There are two things to notice in this code.  First is the use of rsqrtf(), which is provided by the CUDA math library, and maps to a reciprocal square root hardware instruction. Second is the addition of the value softeningSquared to the squared distance before calling rsqrtf(). This small constant “softening factor” is the astrophysical analog of the “extremely quiet noise signal” from Wikipedia’s audio processing example. Numerically, it guarantees that the squared distance is never denormal or zero (important because it is zero when computing the distance between a body and itself (i == j)). Physically, it precludes collisions, and can affect accuracy of some astrophysical simulations (in the various physical cases where this accuracy matters, an if (i != j) branch around the force computation is typically used instead of employing a softening factor).

By default, rsqrtf() must generate not only a single hardware instruction, but also extra code to handle the special case of denormal numbers. If we are using softening in our simulation, then we can be confident that denormals never occur in the distance calculation. So again, why pay the overhead of supporting denormal numbers? The answer is, of course, that you should not.

Flush To Zero

nvcc (the CUDA C/C++ compiler) provides the command-line option “-ftz=true” which causes all denormalized numbers to be flushed to zero. (Note: more details about floating point performance-related compiler options can be found in the CUDA Best Practices Guide—Math Libraries Section, and in the white paper linked above). For adds, multiplies and multiply-adds, the compiler appends a modifier flag to the instruction, which has no performance effect. But for functions like rsqrtf() which map to hardware functionality that does not support denormal numbers, enabling flush-to-zero can have a significant performance effect. To demonstrate, I ran the n-body sample code compiled with and without “-ftz=true“.

Results

First, to show that this option has no effect on the accuracy of the simulation (due to the use of a softening factor), I compiled with and without “-ftz=true” and compared the maximum error compared to a sequential CPU implementation for a small test set.

$ ./nbody -qatest
...
> Compute 3.5 CUDA device: [Tesla K20c]
Maximum Error: 3.358126e-04

$ ./nbody-ftz -qatest
...
> Compute 3.5 CUDA device: [Tesla K20c]
Maximum Error: 3.358126e-04

As you can see, the results are identical. (The executable “nbody-ftz” is compiled with “-ftz=true“). To test performance, I ran nbody with the -benchmark option and 212,992 bodies (I chose this size to saturate performance on the GK110-based Tesla K20c GPU with 13 SMs).

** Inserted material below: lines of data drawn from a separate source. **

PR #232, opened 2023-12-14
Make display_template look like a daterm

### LINKED ISSUE #208: Change `display_template()` links to green words color with same dotted underline
We saw on usability testing for MOTenantHelp that `display_template()` currently shows as a blue underlined hyperlink (as if a URL) with the only difference being that it has a caret. One user hesitated to click on the template because they thought it would open a new tab and would cause their wifi to be slow.

See https://piccalil.li/tutorial/a-progressive-disclosure-component/

See https://github.com/LemmaLegalConsulting/docassemble-MOHUDEvictionProject/issues/457

BryceStevenWilley:
They serve the same function (tap to get more information, and they don't navigate you away from the page), so it makes sense to brand them the same.

I'm not quite used to it yet, but I do think I will with a bit of time. Also have to keep in mind that most users aren't coming back again and again, they use our side a few times and don't return.

Fixes #208

Screenshot from 2023-12-13 20-46-57

### DIFF
--- a/docassemble/ALToolbox/data/static/collapse_template.css
+++ b/docassemble/ALToolbox/data/static/collapse_template.css
@@ -5,6 +5,13 @@
   padding-bottom: 1rem;
 }
 
+.al_collapse_template a.al_toggle,
+.al_display_template a.al_toggle {
+  color: #3b842c; /* Same as daterm in Assembly Line */
+  text-decoration: dashed;
+  text-decoration-line: underline;
+}
+
 .al_collapse_template .collapse,
 .al_display_template .collapse {
     margin-bottom: 1rem;


nonprofittechy (approved):
You're right it will take a bit to get used to, but I think it's the right change. Looks good to merge

miabonardi:
Is this only supposed to work on collapse_template? I am seeing difference between collapse and display templates

Screen Shot 2023-12-14 at 1 06 32 PM

ekressmiller:
For us this comes out looking beautiful in Firefox:
image

But kind of hard to read in Chrome:
image

I think the chunky dashes underneath become more of an issue with longer stretches of text like in the template headers.  I'll think about it/look into what we can do on our servers but just wanted to mention it!

BryceStevenWilley:
Good spot, I agree that the Chrome one isn't very readable. You can use some CSS in your interview to adjust it:

```css
.al_collapse_template a.al_toggle, .al_display_template a.al_toggle {
  text-underline-offset: 3px;
}
```

Here's a screenshot: Left is chrome, right is firefox.

Screenshot from 2024-01-16 23-07-19

There's also `text-decoration-thickness`. Not sure how widely supported both are, but it might be good to space out the Chrome one a bit in AL core. Annoying that the browser's have horrible readability defaults.

(I didn't check, but you might want to see what the terms look like in chrome. I'm pretty sure I used the same CSS as the terms used, and if you fix this CSS, you'll want to fix the term CSS as well).

ekressmiller:
Thanks Bryce!

Issue #191, opened 2023-09-09
Variable names appear in table review screen


miabonardi:
<img width="643" alt="Screen Shot 2023-09-09 at 4 06 59 PM" src="https://github.com/SuffolkLITLab/docassemble-ALToolbox/assets/65858862/a5bcf16b-ed86-4006-abe6-6dee57edcbec">

https://github.com/SuffolkLITLab/docassemble-ALToolbox/blob/56e54a9a0fa4ed0cf3c91d63cd4124bd83ef7db5/docassemble/ALToolbox/data/questions/al_income.yml#L450-L459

$nbody -benchmark -numbodies=212992
...
> Compute 3.5 CUDA device: [Tesla K20c]
number of bodies = 212992
212992 bodies, total time for 10 iterations: 5888.944 ms
= 77.035 billion interactions per second
= 1540.704 single-precision GFLOP/s at 20 flops per interaction

$nbody-ftz -benchmark -numbodies=212992
...
> Compute 3.5 CUDA device: [Tesla K20c]
number of bodies = 212992
212992 bodies, total time for 10 iterations: 4941.944 ms
= 91.797 billion interactions per second
= 1835.941 single-precision GFLOP/s at 20 flops per interaction

For this application, flushing denormals to zero is very beneficial, providing nearly a 20% speedup, with no impact on accuracy. If your application uses operations such as sqrt() and it does not generate denormal floating point numbers, then you should try enabling “-ftz=true“.

It pays to understand the numerical characteristics of your code!